Exercise directions:
Nothing below is to be printed except the lines between the line holding "10 files where" and the line holding "prompt, an already-deployed", inclusive, each exactly as it appears.

Study material:
#####
PR #1251, opened 2026-09-03
chore: floor-mark sentinel-protected memclaw literals in core-api and plugin

Eldad-Caura:
## What

Adds `legacy-name-floor: floor` markers to 13 lines across 10 files where
`scripts/do_not_touch_sentinel.py` already pins an exact "memclaw" literal
in application code — meaning something outside this repo (a saved
prompt, an already-deployed plugin install, an existing tenant settings
row, an existing agent row) breaks if the string disappears. The marker
had never actually landed on the matched line itself in any of these
files; only `sentinel.py`'s own copy of each string was annotated (it
also contains "memclaw" and needs its own marker to pass the ratchet, but
that's a different physical line from the one it's protecting).

No renames, no behavior change — every edit is a trailing comment (Python
`#` / TypeScript `//`, or a bash `#` comment inside the f-string install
#####
Solution to this problem:
Adds `legacy-name-floor: floor` markers to 13 lines across 10 files where
`scripts/do_not_touch_sentinel.py` already pins an exact "memclaw" literal
in application code — meaning something outside this repo (a saved
prompt, an already-deployed plugin install, an existing tenant settings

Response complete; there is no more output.